When the retrieval layer produces more content than the budget allows, it truncates by priority:

  1. Most recent thread turns are kept in full.
  2. Top-K retrieved document chunks are kept in full until the budget runs out.
  3. Recalled memories and wiki pages get summarized (first 2–3 lines of each) before being included.
  4. Older thread history is summarized or dropped.

This priority is tunable through the runtime configuration surfaces that feed the current turn. In Space-aware operation, tune retrieval behavior for the Space that needs it: a Space that should lean heavily on retrieved documents uses a higher KB topK, while a Space that should lean on memory uses a higher memory recall count where exposed.

It’s tempting to collapse everything into one big “just feed the model context” blob. Three reasons not to:

  • Separate cost accounting. Tokens from retrieved docs vs. recalled memories vs. thread history show up separately in audit records. An operator debugging “why did this turn cost $2” can see whether the document KB was bloated or whether the thread history was too long.
  • Separate failure modes. If the KB sync is broken today, document retrieval fails silently — and the rest of the turn still works. A single blob would fail the whole turn.
  • Separate tuning knobs. You change the topK for KB retrieval without touching memory recall. Without the separation, tuning is all-or-nothing.

A distinction that bites people:

  • Short-term context = thread history. It’s the canonical record of what happened in this conversation.
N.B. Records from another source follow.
PR #3094, opened 2019-10-03
Small bug fixes in BuildLedger.cpp

scottschurr:
As I was working in other areas I wandered across a couple of lines of code in BuildLedger.cpp that seemed not quite right.  This is my best stab at what I think the code intended to be doing.

Reviewers: @bachase and @nbougalis for previous experience in this file.  Thanks folks!


bachase:
LGTM. Good catch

The model reads it verbatim (within budget).
  • Long-term memory = facts recalled from prior work. The model reads these as selective summaries, not verbatim chat logs.

Long-term memory should never masquerade as the thread record. If an operator asks “what did the agent say in thread X,” the answer is in the thread’s turn rows, not in the memory adapter. Memory is derived context; the thread is canonical record.

  • No runtime introspection of what was assembled. The admin thread detail shows the final context shape for a turn (which KB returned which chunks, which memories were recalled), but modifying the assembly mid-turn isn’t possible. Tune at the template level and re-run.
  • Budgeting is heuristic. The harness approximates token counts; the model’s tokenizer is authoritative. A turn that appears to fit the budget can still truncate if the estimate is off by a few percent. Keep headroom.
  • Compiled page recall is optional per-invocation. If the compile job is behind, compiled page lookup returns older content. Operators can force a compile if this matters.

Context assembly happens inside the AgentCore runtime (packages/agentcore-strands/agent-container/) before any Bedrock call. The four sources are queried in parallel, token-counted, and merged into the final input. Budget knobs (retrieval top_k, memory recall count, max thread-history window) live on the agent template and can be tuned without a redeploy.

Each source emits OpenTelemetry spans recording latency, result count, and token contribution — surfaced in the turn trace view. See Admin: Threads for the turn-trace operator view.